What to produce:
Reproduce every entry exactly as given.

Records to use:
PR #216, opened 2019-07-02
build: Update cmake_minimum_required(VERSION 3.10.2)

mikew-lunarg:
Change-Id: Ie9e288bab742df9db8207db63a27661fb452fdfa

### DIFF
--- a/BUILD.md
+++ b/BUILD.md
@@ -216,7 +216,7 @@ generate the native platform files.
     - [2017](https://www.visualstudio.com/vs/downloads/)
   - The Community Edition of each of the above versions is sufficient, as
     well as any more capable edition.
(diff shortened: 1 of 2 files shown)


jjulianoatnv:
Does this cause cmake to exit with a helpful error message when one's cmake version is older than the minimum?

I had an issue a couple months ago where I was unable to build (either Vulkan-Tools or Vulkan-Loader). It turned out my cmake version was too old. Updating cmake to a newer version fixed the issue.

mikew-lunarg:
@jjulianoatnv Yes it does.  Here's what I get with an older CMake:
```
CMake Error at CMakeLists.txt:1 (cmake_minimum_required):
  CMake 3.10.2 or higher is required.  You are running version 3.4.1
```

PR #219, opened 2019-07-02
docs: Improve instructions for using update_deps.

jeremyk-lunarg:
[ci skip]

Same change as KhronosGroup/Vulkan-ValidationLayers#955

### DIFF
--- a/BUILD.md
+++ b/BUILD.md
@@ -112,21 +112,40 @@ directories and place them in any location.
 
 ### Building Dependent Repositories with Known-Good Revisions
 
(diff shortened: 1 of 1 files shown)


jjulianoatnv:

Reply:
PR #216, opened 2019-07-02
build: Update cmake_minimum_required(VERSION 3.10.2)

mikew-lunarg:
Change-Id: Ie9e288bab742df9db8207db63a27661fb452fdfa

### DIFF
--- a/BUILD.md
+++ b/BUILD.md
@@ -216,7 +216,7 @@ generate the native platform files.
     - [2017](https://www.visualstudio.com/vs/downloads/)
   - The Community Edition of each of the above versions is sufficient, as
     well as any more capable edition.
(diff shortened: 1 of 2 files shown)


jjulianoatnv:
Does this cause cmake to exit with a helpful error message when one's cmake version is older than the minimum?

I had an issue a couple months ago where I was unable to build (either Vulkan-Tools or Vulkan-Loader). It turned out my cmake version was too old. Updating cmake to a newer version fixed the issue.

mikew-lunarg:
@jjulianoatnv Yes it does.  Here's what I get with an older CMake:
```
CMake Error at CMakeLists.txt:1 (cmake_minimum_required):
  CMake 3.10.2 or higher is required.  You are running version 3.4.1
```

PR #219, opened 2019-07-02
docs: Improve instructions for using update_deps.

jeremyk-lunarg:
[ci skip]

Same change as KhronosGroup/Vulkan-ValidationLayers#955

### DIFF
--- a/BUILD.md
+++ b/BUILD.md
@@ -112,21 +112,40 @@ directories and place them in any location.
 
 ### Building Dependent Repositories with Known-Good Revisions
 
(diff shortened: 1 of 1 files shown)


jjulianoatnv:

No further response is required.